Paul Gale-Baker president of Sustainable Macleod said members have planted a wartime-style garden at their community compound near Macleod College, not just to share the harvest but to encourage locals to follow suit.
‘‘We think people are going to have to organise as a community as they have done before, to get through this,’’ Mr Gale-Baker said, ‘‘because it’s going to be tough’’.
Liz Lodge, 59, from Chum Creek, near Healesville, is planting to guard against a possible food shortage and because she won’t have to go to the shops as often and risk getting sick.
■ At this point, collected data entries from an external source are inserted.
PR #12556, opened 2026-08-31
fix(issues): do not expire pending interactions when an issue leaves blocked

Sharri747:
## Thinking Path

> - Paperclip is the open source app people use to manage AI agents for work
> - An agent can raise a thread interaction on an issue, for example a confirmation request. The interaction stays `pending` until somebody answers it
> - An issue can also enter and leave `blocked` status. The first version of this branch expired pending interactions when an issue left `blocked`
> - That link does not hold. Nothing records which interaction a block was raised for, and nothing raises a block because of an interaction. `blocked` is written by dependency blockers, by recovery classifiers, by an operator PATCH, and by the pre-dispatch workspace guard. None of them read the interaction table
> - Expiring on blocked-exit therefore cancels interactions that the block never owned
> - This pull request removes that sweep and adds the tests that show why the link does not hold. It also gives `buildAdministrativeOutcomeResult` an explicit return type
> - The benefit is that a pending interaction is cancelled only by something that actually owns it

## Linked Issues or Issue Description

No existing issue. The problem is described below.

**Bug: what happened?**

A status reset on a `blocked` issue expired every pending thread interaction on that
issue. The sweep used `blockedTransitionAt` as if it recorded which interaction the block
was waiting on. That field does not carry interaction meaning. It is the generic "this
issue entered blocked" stamp, shared with dependency wake cycles and attention dedup.

**Expected behavior**

An issue leaving `blocked` must not cancel interactions the block did not raise. A pending
interaction is cancelled by its own resolution, by the issue closing, or by the addressee
being deleted.

**Version**

Reproduced on `master`.

## What Changed

- Removed the blocked-exit interaction sweep. A status reset on a blocked issue no longer
  expires pending interactions
- Gave `buildAdministrativeOutcomeResult` an explicit `IssueThreadInteractionResult`
  return type. The secret-proposal branch is now spelled out instead of spread inline, so
  `status` and `version` hold their literal types and the declared return type can catch a
  wrong value
- Added tests that record why the blocked-exit link does not hold, and that cover the
  administrative outcome paths

## Verification

    ./node_modules/.bin/vitest run \
      server/src/__tests__/issues-service.test.ts \
      server/src/services/issue-thread-interactions.test.ts \
      server/src/__tests__/issue-agent-mutation-ownership-routes.test.ts \
      server/src/__tests__/issue-execution-policy-routes.test.ts

Result on 3 September 2026: 4 files passed, 245 tests passed.

## Risks

[...]

PR #12734, opened 2026-09-02
fix(issues): stamp blockedTransitionAt at every blocked-entry write site and notify the owner

### LINKED ISSUE #10406: Creating a blocked issue does not wake its unblock owner
## Pre-submission checklist

- [x] I can reproduce this on current `master`.
- [x] I confirmed the failure is in Paperclip core, not an adapter, provider, or local configuration.

## What happened?

Creating an issue directly in `blocked` status with an agent-owned `unblockDescriptor` returns 201 but does not record a routable blocked transition and does not request a wake for the named owner.

This affects both:

- `POST /api/companies/:companyId/issues`
- `POST /api/issues/:id/children`

The create service inserts the supplied blocked status without setting `blockedTransitionAt`. The routes then only run assignment wake logic; unlike the working PATCH transition path, they never call `deliverAgentUnblockNotification`.

## Expected behavior

A newly created blocked issue with an agent owner should:

1. Persist a non-null `blockedTransitionAt`.
2. Mint one `issue_unblock_requested` wake for that owner using `issue-unblock:<issueId>:<transition timestamp>` as the idempotency key.
3. Persist `blockedOwnerNotifiedAt` after the wake request.
4. Not mint another wake when a root create is replayed through the same create idempotency key.

## Steps to reproduce

1. Create an active agent.
2. POST a root issue, or a child issue, with:
   - `status: "blocked"`
   - `unblockDescriptor: { "owner": { "agentId": "<agent-id>" }, "action": "Review the finding" }`
3. Read the persisted issue and `agent_wakeup_requests`.

Observed on unmodified master:

```json
{
  "httpStatus": 201,
  "persisted": {
    "status": "blocked",
    "blockedTransitionAt": null,
    "blockedOwnerNotifiedAt": null
  },
  "ownerWakes": []
}
```

The PATCH control path (`todo`/`in_progress` → `blocked`) does stamp the transition and request the owner wake.

`4eace88f6b3eacbe51b8fa2b2fdbd2c75580c9c0`

## Deployment mode

Local dev (`pnpm` + embedded test Postgres)

## Installation method

Built from source

## Agent adapters involved

Not adapter-specific; this is core issue lifecycle/wake routing.

## Database mode

Embedded Postgres test database.

## Access context

Board/local-trusted route reproduction.

## Node.js / operating system

- Node.js `v22.22.3`
- Linux `6.8.0-117-generic` x86_64

## Additional context

PR #10366 fixes the downstream reporting-line manager authorization and stale-queue cancellation for an owner wake that already exists. Its tests seed that wake manually. It does not stamp blocked creation or mint the missing wake, so both changes are required for the complete manager-owner flow.

A deterministic embedded-Postgres regression reproduces the failure for both root and child creation. No secrets, user data, or private logs are included above.

## Privacy checklist

- [x] I reviewed this report for PII, usernames, paths, API keys, tokens, company names, and task content.

Sharri747:
## Thinking Path

> - Agents get work through issues. An issue can enter `blocked` status. The owner named in its unblock descriptor must get a wake
> - The wake depends on two fields. `blockedTransitionAt` records when the block started. `blockedOwnerNotifiedAt` records that the owner was told
> - Only two write sites set `blockedTransitionAt`. Other write sites leave a row in `blocked` with no stamp. That row can never be notified
> - Notification also happens on one write edge only. A row repaired by a self-heal branch never crosses that edge. It stays silent
> - This pull request sends every blocked-entry write through one helper. It also adds a reconciler that notifies repaired rows on the heartbeat tick
> - The benefit is that a blocked issue always wakes its owner, whichever code path blocked it

Fixes: #10406

Refs #12556 — that pull request fixes the create path only. This pull request replaces
that fix with the general one. See "Risks" for the sequencing.

## What Changed

- Added `server/src/services/routable-blocked.ts`. It exports `deriveBlockedEntryPatch`
  and `BLOCKED_EXIT_PATCH`. `deriveBlockedEntryPatch` is idempotent. It does not change a
  stamp that is already present
- Sent the blocked-entry writes in `create()`, `update()`, `release()` and the heartbeat
  pre-dispatch unrunnable-worktree guard through that helper
- Gave `importIssues()` the same stamp inline. An import keeps the imported timestamp
  (`row.updatedAt ?? row.createdAt`) instead of the current time, so an import does not
  look like a block that started at import time
- Added `server/src/services/blocked-owner-notification-reconciler.ts`. It runs on the
  heartbeat tick. It finds rows that are blocked, have a stamp, and have no
  `blockedOwnerNotifiedAt`. It delivers the wake for those rows
- At the heartbeat pre-dispatch guard, the stamp advances unconditionally on a fresh
  entry. It falls back to the idempotent helper when the row is already blocked. This
  stops the guard from advancing the dependency-wake cycle key on every tick
- `update()` also advances a stamp that predates the routable-blocked rollout when an unblock descriptor is attached to an already-blocked row, and clears `blockedOwnerNotifiedAt`, so an imported or restored historical block becomes eligible at the moment a request is actually made on it. Fires at most once per row, never for a post-cutoff stamp. Folded in from #12753, which is closed as superseded

## Verification

Run the targeted suites:

      server/src/__tests__/blocked-transition-stamp.test.ts \
      server/src/__tests__/blocked-owner-notification-reconciler.test.ts \
      server/src/__tests__/heartbeat-workspace-branch-containment.test.ts \
  server/src/__tests__/issues-service.test.ts

Result on 5 September 2026 (`bdd941b2d`): 5 files, 160 tests passed. `db` and `server` typecheck clean.

Typecheck:

    pnpm --filter @paperclipai/db typecheck        # clean
    cd server && ./node_modules/.bin/tsc --noEmit  # clean, 0 errors

## Risks

- No migration. This pull request is code only; `packages/db` is unchanged. A backfill for
  rows left carrying a stale stamp by the old exit paths is still worth doing, but it is
  hygiene rather than part of this fix and will follow as its own change. Those rows are
  dormant meanwhile: the dependency backstop only reads the stamp where `status = 'blocked'`
- Behavioural shift: rows that were silently unnotifiable now produce one wake each on the
  first heartbeat tick after deploy. The wake is idempotent on
  `issue-unblock:<issueId>:<transition timestamp>`, so a row produces one wake, not many
- Sequencing: this is resolved. #12556 previously carried a commit doing the same job for
  `create()` only. That commit has been removed and #12556 is now scoped to the
  blocked-exit interaction concern, so the two no longer overlap and can merge in either
  order

## Model Used

## Checklist

- [ ] I have updated relevant documentation to reflect my changes — no user-facing documentation changes are needed. The behaviour is internal to the issue service and the heartbeat
- [ ] All Paperclip CI gates are green — not known until CI runs on this pull request


Sharri747:
Thank you for the review. All three findings are valid. Two are fixed in `a6562cd`. The
third is deferred, with reasoning below.

**Finding 1 — stale cycle marks the current cycle notified. Fixed.**
The completion write matched on `id` and `companyId` only, so any move between the
candidate select and that write was invisible to it: a re-entry into `blocked` with a new
stamp, an owner reassignment, or the edge-triggered path in `routes/issues.ts` getting
there first. The write is now a compare-and-set against the delivered snapshot — the
stamp, that snapshot's owner agent id, and a still-null `blockedOwnerNotifiedAt` — and it
returns the rows it touched. A zero-row result counts as `skipped`, so the current state
stays eligible for the next sweep instead of being written off. The wake carries the
snapshot's cycle key, so it cannot double-notify the cycle it was built for.

**Finding 2 — skipped rows starve valid notifications. Fixed.**
The candidate query was unordered and included the two classes the delivery helper
permanently no-ops on: a board-owned descriptor, and a stamp older than the rollout
cutover. Neither becomes deliverable by being selected again. Both are now excluded in
SQL, and the query orders oldest transition first. Every row in a batch can now make
progress, so a backlog drains, and it drains fairly. The board-owned test is updated to
match — such a row is excluded by the query rather than scanned and skipped in the loop.
The behaviour that matters is unchanged: no wake, never marked notified.

Added regression tests for a cycle re-entry during delivery, an owner reassignment during
delivery, and a full batch of undeliverable rows in front of a deliverable one. 4 files,
33 tests pass. Server typecheck is clean.

**Finding 3 — historical stamp blocks later notification. Valid, deferred.**
This one is real: a row imported with a pre-rollout timestamp that later receives an
agent-owned `unblockDescriptor` fails the `ROUTABLE_BLOCKED_ROLLOUT_AT` check forever, so
neither the edge path nor this sweep reaches it.

It is a different defect from the one this pull request fixes. This pull request is about
write sites that failed to stamp. Finding 3 is about rows that are stamped correctly but
carry a timestamp the eligibility cutoff excludes. Fixing it means changing what the
rollout cutoff means — either re-stamping when a descriptor is attached to an
already-blocked row, or scoping the cutoff to something other than the transition
timestamp. Either changes eligibility for existing historical data and wants its own
migration and its own review, rather than being folded into this change late.

Happy to open a separate issue for it if you would like one.

Sharri747:
Both findings against `a6562cd` are fixed in `034b3ac`.

**Action changes bypass delivery fence.** The compare-and-set matched the owner agent id but not the rest of the descriptor. `action` is delivered in the wake payload, so a descriptor whose action changed during delivery is a different request even when the owner and the stamp are unchanged: the wake carried the old action, and the write retired the new one as notified. The fence now matches the descriptor whole, as jsonb. jsonb equality is key-order insensitive, and matching the whole value also covers fields added later.

**Failed candidates block queue progress.** You are right, and this one was introduced by the ordering in `a6562cd`. A delivery that throws leaves its row eligible, and ordered by oldest transition that row then held the head of every batch. Before the ordering this was intermittent; the ordering made it deterministic. A row that fails delivery now enters a cooldown and is excluded from the candidate query until it expires, with the backoff doubling per consecutive failure from 1 minute to a 1 hour cap. So a permanently broken row costs one attempt per cap window instead of one per tick, and a transient one recovers quickly. The map is per process and bounded; losing it on a restart costs one extra attempt per row, which is the safe direction to fail.

Regression tests added for an action-only descriptor change during delivery, and for a permanently failing oldest candidate not starving a younger deliverable one, including that the cooldown defers the failing row rather than dropping it.

The third finding, the historical import stamp, is now fixed separately in #12753 as suggested. 3 files, 28 tests pass here; server typecheck clean.

Sharri747:
Both open findings are addressed in `bdd941b2d` — three commits on top of `08591a050`, a fast-forward, no force-push.

**Failure eviction starves notifications. Fixed.**
You are right, and the mechanism is structural rather than a tuning problem. The cooldown map bounds how many failing rows can be *hidden* from the candidate query, so with N permanently failing rows at least N − 5,000 are visible on every tick whatever the eviction order. Once that exceeds the batch size, the batch is refilled with recycled failures on every tick and their backoff never grows. No eviction policy fixes that: what carries the sweep forward had to change.

The candidate query now resumes from a keyset cursor. Each tick selects strictly after the previous batch's last `(blockedTransitionAt, id)` and wraps to the head when a batch comes back short. A row that stays eligible after its turn — a delivery that threw, a fence that did not apply — is only seen again when the sweep comes round to it, however many broken rows sit ahead of it. Every eligible row gets one turn per pass over the queue. Oldest-first ordering is kept, and the `id` tiebreak means tied stamps cannot skip or repeat a row at a batch boundary.

The cooldown map is unchanged in mechanism but demoted in role: it now only limits how often a broken row is retried. Its bound no longer affects whether the rows behind it are reached, so eviction is harmless — an evicted row's next attempt is ungated by cooldown, not moved to the front. The cursor is per process and per sweep scope; losing it on restart means the next pass starts from the head. The exclusion list is bound as query parameters, at most 5,000 of them.

Regression test: one more batch of permanently failing rows than the map can hold, ahead of one deliverable row, ticking faster than the base cooldown so no failure expires. It fails on `08591a050` — the deliverable row is never reached — and passes now, with the row reached within the first pass.

**Historical stamp blocks later notification. Fixed here, folded in from #12753.**
On 3 September I said this would be fixed separately and opened #12753 for it. I am reversing that. The reason is not new technical information: you re-listed the finding against this diff, and looking at the split again with that in front of me, it was wrong on its merits. The reconciler that delivers the notification the stamp makes eligible exists only on this branch, so #12753 merged alone advances a stamp that nothing reads, and this branch merged alone leaves the finding open. They are one change, and your finding on #12753 — that nothing there dispatches the notification — said the same thing from the other side.

`update()` now advances a pre-cutoff stamp when an unblock descriptor is attached to an already-blocked row, and clears `blockedOwnerNotifiedAt`, so the reconciler picks the row up on its next pass. It fires at most once per row and never for a post-cutoff stamp, because that stamp is the dependency-wake cycle key; a test pins each. The arm is mutually exclusive with the existing no-stamp self-heal arm, so the two do not interact. #12753 is closed as superseded by this pull request.

Verification on `bdd941b2d`: `blocked-owner-notification-reconciler`, `blocked-transition-stamp`, `routable-blocked`, `issues-service` and `heartbeat-workspace-branch-containment` test files — 5 files, 160 tests pass. Server typecheck clean. `packages/db` is still untouched, and the branch still merges clean against `master`.

Sharri747:
Confirmed, and fixed in `fb36bb5fe` (fast-forward on `bdd941b2d`).

The cursor wrapped only on a short batch. If new eligible rows arrive at least as fast as a batch drains them, no batch is ever short, the cursor advances indefinitely, and anything behind it — a failed row whose cooldown has expired, or a row made eligible with a stamp older than the cursor — is never reached. That is the same starvation in a third form.

A pass is now bounded to the rows that were eligible when it started. Its end key is read once, at the first tick of the pass, and the cursor wraps as soon as a batch reaches that key or comes back short, whichever is first. So a pass is at most ceil(N / 250) ticks for the N rows eligible at its start; rows that arrive during a pass wait for the next one; and every row behind the cursor gets its turn on the next pass. Cooldown is not applied when reading the end key, so a failing tail cannot end a pass early.

Regression test: one row with the oldest stamp that fails once, a backlog of a little over two batches, and a full batch of new rows inserted before every subsequent tick. On `bdd941b2d` the row is attempted once and never again within twice the pass length; on `fb36bb5fe` it is delivered on the first tick of the second pass. Server typecheck clean; the reconciler file is 13 tests passing; still merges clean against `master`.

She bought 10 punnets of vegetables from Aumann’s on Wednesday including kale, broccoli, cauliflower and broccoflower.
She has already planted strawberries, cucumbers and zucchinis.
She now feels more secure at home.
‘‘If I’m anywhere else, like in the supermarket or in the city, then I feel vulnerable.’’
Catherine Badcock, 36, a textile artist from Alphington, has stopped going in to the city for work and cancelled a UK holiday, and so starting a vegie garden is ‘‘doing something productive’’, she said.
This week, she joined Diggers Club and ordered a pack of seeds for radishes, kale, spring onion and beetroot to plant in her backyard.
‘‘I’m trying to look for positive things to do,’’ Ms Badcock said.